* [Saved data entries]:
========
PR #762, opened 2017-04-24
URGENT PATCH: Fixes tests of client library

SahilTikale:
Tests were taking unresonably long time in travis. 
Refactored some of the fixture code. Now running under acceptable time frame.
Prevously took over 5 minutes to finish, now takes less than a minute.

### DIFF
--- a/tests/unit/client.py
+++ b/tests/unit/client.py
@@ -280,6 +280,8 @@ def create_setup(request):
     def fin():
         proc1.terminate()
         proc2.terminate()
+        proc1.wait()
+        proc2.wait()
         cleanup(dir_names)
     request.addfinalizer(fin)
 


SahilTikale:
@zenhack can you have a look at the tests. some logger test is failing. I am not sure why.

zenhack:
Title is a little overdramatic.

1. Tests are failing, and it looks like not for the same reasons as before. I've stared at it a bit and I'm not totally sure what's going on; it looks like you're running something from the wrong directory or something, but I don't see any changes that would cause that.
2. I'm not merging something that just puts skip on a whole bunch of tests -- that kinda defeats the point.

Can you articulate why this was so slow?

zenhack:
(Incidentally, the bit that is actually somewhat urgent is the fact that the tests are *broken,* not that they're slow).

SahilTikale:
@zenhack did not intend to be over-dramatic, Just a little quality conscious and feeling responsible that my work will affect everyone else. so feeling a little sorry too. We can change the title if you wish.
I thought the fix was needed urgently.

zenhack:
@SahilTikale, worst case we'll revert the merge until we've actually got a proper fix -- the wonders of source control.

And again, they really urgent thing is the actual breakage -- the performance thing has been mounting for a long time, and it's clearly time to start dealing with it. But it's not urgent enough to cut corners.

SahilTikale:
The tests were never failing, let me assert that. They were slow because I was under a mistaken assumption that when we setup a fixture with scope='session' it re-uses the same database, and runs the tests against the same instance of the web server. After todays observation, I started looking at those tests closely and realized that was not the case. For each class of test, it was recreating the whole setup from making a new `tmpdir` to restarting a new HIL server. That is what was taking time. So I refactored the tests such that it does not do that anymore. The skipped tests are a smaller issue but I am chasing another (my qual exams) deadline and did not want to spend more time fixing consistency issues there, hence I simply skipped them for now. The idea was that you can have a look and let me know if this patch is good enough and I can, at later point, fix the skipped tests. If you feel that is not right. I can remove the tests for now and re-introduce them later when I have some free to work on it. I hope that explains the problem. 

Let me know what you think.

zenhack:
I think the best solution for avoiding port collision is to just *not start a real web server.* The client tests can use the flask test HTTP client. @knikolla complained about this as well, and I recall arguing about it during review.

zenhack:
But yes, proc.wait() is the right way to make sure the process is actually shut down.

SahilTikale:
I ran this build multiple times and it passed every time without any problem. 
I think this is a robust patch for now and is good for getting accepted. 

@zenhack @henn @shwsun Please review.

SahilTikale:
Apparently you cannot run rebuild beyond a few times if it builds successfully each time. I just re-based the PR since most other commits were redundant. Also this gives a chance to re-run the build few more times just to be sure.

henn:
> I think the best solution for avoiding port collision is to just not start a real web server. The client tests can use the flask test HTTP client

@zenhack - the team had a lengthy debate about this a while back, and decided to go with the full webserver version. I don't recall exactly why and can't find it in #617.

@SahilTikale - do you remember? We should document our reasoning.

SahilTikale:
The reasoning as I remember was this:

1. I need to put in dummy data and needed to customize the haas.cfg based on what I wish to test. This meant I wanted to have control on how the database is populated and wanted to keep it isolated from other tests. 
2. Later you had mentioned that you would like to parameterize the fixtures to do auth testing which will run same tests once against `auth=database` and then for `auth=keystone`
3. Also, This framework can be used to develop cli tests when we move forward to re-designing cli.
4. May not be important at this point but in the spirit of capturing what was discussed, having a separate web-server would help me write tests for recursiveHIL (rHaaS) in future.

SahilTikale:
@zenhack need one +1,
I ran the travis build more around 9 times. It build successfully every time. 
This should take care of the intermittent failure.

shwsun:
There are already 2 +1s, I assume you can merge it

henn:
@zenhack - do you have any remaining concerns for this PR?

@shwsun - we should wait a little bit for @zenhack, since he commented earlier.

SahilTikale:
Hi @zenhack can we merge this ?

PR #763, opened 2017-04-25
Fixes a typo in the client library

naved001:
appends `self` for node delete which was missing. @knikolla @SahilTikale


SahilTikale:
good catch. 
+1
========
* [What you need to do]:
Each entry above should be repeated exactly, with no line left out.

* [Answer space]:
PR #762, opened 2017-04-24
URGENT PATCH: Fixes tests of client library

SahilTikale:
Tests were taking unresonably long time in travis. 
Refactored some of the fixture code. Now running under acceptable time frame.
Prevously took over 5 minutes to finish, now takes less than a minute.

### DIFF
--- a/tests/unit/client.py
+++ b/tests/unit/client.py
@@ -280,6 +280,8 @@ def create_setup(request):
     def fin():
         proc1.terminate()
         proc2.terminate()
+        proc1.wait()
+        proc2.wait()
         cleanup(dir_names)
     request.addfinalizer(fin)
 


SahilTikale:
@zenhack can you have a look at the tests. some logger test is failing. I am not sure why.

zenhack:
Title is a little overdramatic.

1. Tests are failing, and it looks like not for the same reasons as before. I've stared at it a bit and I'm not totally sure what's going on; it looks like you're running something from the wrong directory or something, but I don't see any changes that would cause that.
2. I'm not merging something that just puts skip on a whole bunch of tests -- that kinda defeats the point.

Can you articulate why this was so slow?

zenhack:
(Incidentally, the bit that is actually somewhat urgent is the fact that the tests are *broken,* not that they're slow).

SahilTikale:
@zenhack did not intend to be over-dramatic, Just a little quality conscious and feeling responsible that my work will affect everyone else. so feeling a little sorry too. We can change the title if you wish.
I thought the fix was needed urgently.

zenhack:
@SahilTikale, worst case we'll revert the merge until we've actually got a proper fix -- the wonders of source control.

And again, they really urgent thing is the actual breakage -- the performance thing has been mounting for a long time, and it's clearly time to start dealing with it. But it's not urgent enough to cut corners.

SahilTikale:
The tests were never failing, let me assert that. They were slow because I was under a mistaken assumption that when we setup a fixture with scope='session' it re-uses the same database, and runs the tests against the same instance of the web server. After todays observation, I started looking at those tests closely and realized that was not the case. For each class of test, it was recreating the whole setup from making a new `tmpdir` to restarting a new HIL server. That is what was taking time. So I refactored the tests such that it does not do that anymore. The skipped tests are a smaller issue but I am chasing another (my qual exams) deadline and did not want to spend more time fixing consistency issues there, hence I simply skipped them for now. The idea was that you can have a look and let me know if this patch is good enough and I can, at later point, fix the skipped tests. If you feel that is not right. I can remove the tests for now and re-introduce them later when I have some free to work on it. I hope that explains the problem. 

Let me know what you think.

zenhack:
I think the best solution for avoiding port collision is to just *not start a real web server.* The client tests can use the flask test HTTP client. @knikolla complained about this as well, and I recall arguing about it during review.

zenhack:
But yes, proc.wait() is the right way to make sure the process is actually shut down.

SahilTikale:
I ran this build multiple times and it passed every time without any problem. 
I think this is a robust patch for now and is good for getting accepted. 

@zenhack @henn @shwsun Please review.

SahilTikale:
Apparently you cannot run rebuild beyond a few times if it builds successfully each time. I just re-based the PR since most other commits were redundant. Also this gives a chance to re-run the build few more times just to be sure.

henn:
> I think the best solution for avoiding port collision is to just not start a real web server. The client tests can use the flask test HTTP client

@zenhack - the team had a lengthy debate about this a while back, and decided to go with the full webserver version. I don't recall exactly why and can't find it in #617.

@SahilTikale - do you remember? We should document our reasoning.

SahilTikale:
The reasoning as I remember was this:

1. I need to put in dummy data and needed to customize the haas.cfg based on what I wish to test. This meant I wanted to have control on how the database is populated and wanted to keep it isolated from other tests. 
2. Later you had mentioned that you would like to parameterize the fixtures to do auth testing which will run same tests once against `auth=database` and then for `auth=keystone`
3. Also, This framework can be used to develop cli tests when we move forward to re-designing cli.
4. May not be important at this point but in the spirit of capturing what was discussed, having a separate web-server would help me write tests for recursiveHIL (rHaaS) in future.

SahilTikale:
@zenhack need one +1,
I ran the travis build more around 9 times. It build successfully every time. 
This should take care of the intermittent failure.

shwsun:
There are already 2 +1s, I assume you can merge it

henn:
@zenhack - do you have any remaining concerns for this PR?

@shwsun - we should wait a little bit for @zenhack, since he commented earlier.

SahilTikale:
Hi @zenhack can we merge this ?

PR #763, opened 2017-04-25
Fixes a typo in the client library

naved001:
appends `self` for node delete which was missing. @knikolla @SahilTikale


SahilTikale:
good catch. 
+1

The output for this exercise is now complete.